WORK TO COMPLETE:
One number is all that is asked for: the number of lines below that hold the string "cases".

+++ DATA TO USE +++

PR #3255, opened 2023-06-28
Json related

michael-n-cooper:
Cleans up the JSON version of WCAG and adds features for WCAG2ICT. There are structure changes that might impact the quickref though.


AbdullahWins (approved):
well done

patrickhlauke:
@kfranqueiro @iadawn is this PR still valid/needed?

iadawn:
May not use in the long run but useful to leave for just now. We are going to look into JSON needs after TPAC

+++
+++ DATA TO USE +++

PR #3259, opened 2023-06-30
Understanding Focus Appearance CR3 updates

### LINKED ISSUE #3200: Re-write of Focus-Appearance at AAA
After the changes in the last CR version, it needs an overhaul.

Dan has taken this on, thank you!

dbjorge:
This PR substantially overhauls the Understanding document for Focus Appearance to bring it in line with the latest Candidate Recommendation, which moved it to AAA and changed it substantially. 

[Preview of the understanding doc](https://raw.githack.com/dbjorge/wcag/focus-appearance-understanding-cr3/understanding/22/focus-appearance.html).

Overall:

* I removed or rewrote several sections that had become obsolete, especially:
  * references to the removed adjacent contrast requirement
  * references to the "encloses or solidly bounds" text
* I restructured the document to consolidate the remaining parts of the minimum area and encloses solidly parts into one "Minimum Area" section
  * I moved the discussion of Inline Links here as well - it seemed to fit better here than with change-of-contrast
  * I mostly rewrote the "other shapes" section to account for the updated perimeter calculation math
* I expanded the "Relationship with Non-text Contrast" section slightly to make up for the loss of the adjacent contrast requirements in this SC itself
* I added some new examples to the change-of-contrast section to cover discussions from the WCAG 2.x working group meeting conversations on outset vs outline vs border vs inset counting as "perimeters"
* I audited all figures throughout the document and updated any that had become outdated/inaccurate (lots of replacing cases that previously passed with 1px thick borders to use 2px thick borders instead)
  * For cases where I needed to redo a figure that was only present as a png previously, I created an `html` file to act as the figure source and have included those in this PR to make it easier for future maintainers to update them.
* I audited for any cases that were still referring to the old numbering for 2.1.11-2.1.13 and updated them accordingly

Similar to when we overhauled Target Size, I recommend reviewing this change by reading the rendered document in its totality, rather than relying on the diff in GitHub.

+++

COMPLETED EXERCISE:
3